● **EXERCISE DIRECTIONS**
Go through the entries and copy every line that has the string "role" in it.

##### GIVEN DATA

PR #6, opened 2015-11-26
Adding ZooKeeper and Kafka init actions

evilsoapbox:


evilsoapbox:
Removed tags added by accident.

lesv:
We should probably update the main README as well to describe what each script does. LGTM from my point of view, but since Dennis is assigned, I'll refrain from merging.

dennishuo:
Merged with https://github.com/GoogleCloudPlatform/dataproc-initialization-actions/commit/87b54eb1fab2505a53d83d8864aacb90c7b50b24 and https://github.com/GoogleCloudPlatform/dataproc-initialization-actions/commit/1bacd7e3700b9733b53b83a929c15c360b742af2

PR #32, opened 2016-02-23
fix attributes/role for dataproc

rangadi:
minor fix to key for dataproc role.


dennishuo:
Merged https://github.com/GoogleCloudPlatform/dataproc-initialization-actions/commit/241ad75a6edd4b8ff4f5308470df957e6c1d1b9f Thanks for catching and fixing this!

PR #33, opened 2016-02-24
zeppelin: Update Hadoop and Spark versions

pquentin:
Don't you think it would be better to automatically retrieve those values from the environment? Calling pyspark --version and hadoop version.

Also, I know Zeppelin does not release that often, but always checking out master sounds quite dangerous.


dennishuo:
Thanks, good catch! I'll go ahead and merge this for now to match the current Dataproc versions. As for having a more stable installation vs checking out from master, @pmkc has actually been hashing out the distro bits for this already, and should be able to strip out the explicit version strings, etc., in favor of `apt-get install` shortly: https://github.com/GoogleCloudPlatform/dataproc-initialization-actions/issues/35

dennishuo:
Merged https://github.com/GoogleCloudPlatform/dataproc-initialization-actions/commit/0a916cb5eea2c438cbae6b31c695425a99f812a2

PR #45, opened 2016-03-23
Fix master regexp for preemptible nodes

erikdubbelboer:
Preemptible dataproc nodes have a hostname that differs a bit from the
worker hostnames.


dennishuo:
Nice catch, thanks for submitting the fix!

##########
##### GIVEN DATA

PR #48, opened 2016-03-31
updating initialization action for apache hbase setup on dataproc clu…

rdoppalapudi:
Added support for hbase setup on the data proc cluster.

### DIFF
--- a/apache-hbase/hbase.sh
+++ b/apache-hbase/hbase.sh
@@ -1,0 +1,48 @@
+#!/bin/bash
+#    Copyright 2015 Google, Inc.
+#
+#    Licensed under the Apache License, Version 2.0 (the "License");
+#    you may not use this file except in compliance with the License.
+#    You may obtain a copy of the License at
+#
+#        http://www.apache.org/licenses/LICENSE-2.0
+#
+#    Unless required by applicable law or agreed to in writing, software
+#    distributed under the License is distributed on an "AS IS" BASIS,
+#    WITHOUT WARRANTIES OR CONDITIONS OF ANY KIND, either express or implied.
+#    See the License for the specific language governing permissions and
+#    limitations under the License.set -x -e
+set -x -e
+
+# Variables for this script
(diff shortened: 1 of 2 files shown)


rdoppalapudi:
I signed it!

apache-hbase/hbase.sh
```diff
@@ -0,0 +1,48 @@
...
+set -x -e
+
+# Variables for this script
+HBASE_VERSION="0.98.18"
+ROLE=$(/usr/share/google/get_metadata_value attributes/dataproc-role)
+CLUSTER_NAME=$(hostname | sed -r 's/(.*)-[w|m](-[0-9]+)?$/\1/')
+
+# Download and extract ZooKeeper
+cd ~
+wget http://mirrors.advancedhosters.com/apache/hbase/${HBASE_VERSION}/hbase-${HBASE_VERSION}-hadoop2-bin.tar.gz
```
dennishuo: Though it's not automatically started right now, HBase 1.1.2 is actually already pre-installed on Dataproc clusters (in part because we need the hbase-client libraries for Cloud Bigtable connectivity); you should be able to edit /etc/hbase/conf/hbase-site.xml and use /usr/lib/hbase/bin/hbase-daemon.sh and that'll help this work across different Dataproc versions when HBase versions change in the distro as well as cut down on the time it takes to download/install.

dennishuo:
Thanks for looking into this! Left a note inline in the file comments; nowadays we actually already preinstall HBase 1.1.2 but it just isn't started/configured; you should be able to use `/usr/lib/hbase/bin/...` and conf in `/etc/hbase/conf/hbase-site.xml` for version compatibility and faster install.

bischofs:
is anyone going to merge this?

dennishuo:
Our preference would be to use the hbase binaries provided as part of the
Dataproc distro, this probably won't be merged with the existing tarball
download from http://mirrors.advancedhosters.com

##########

● **EXPECTED ANSWER**
fix attributes/role for dataproc
minor fix to key for dataproc role.
+ROLE=$(/usr/share/google/get_metadata_value attributes/dataproc-role)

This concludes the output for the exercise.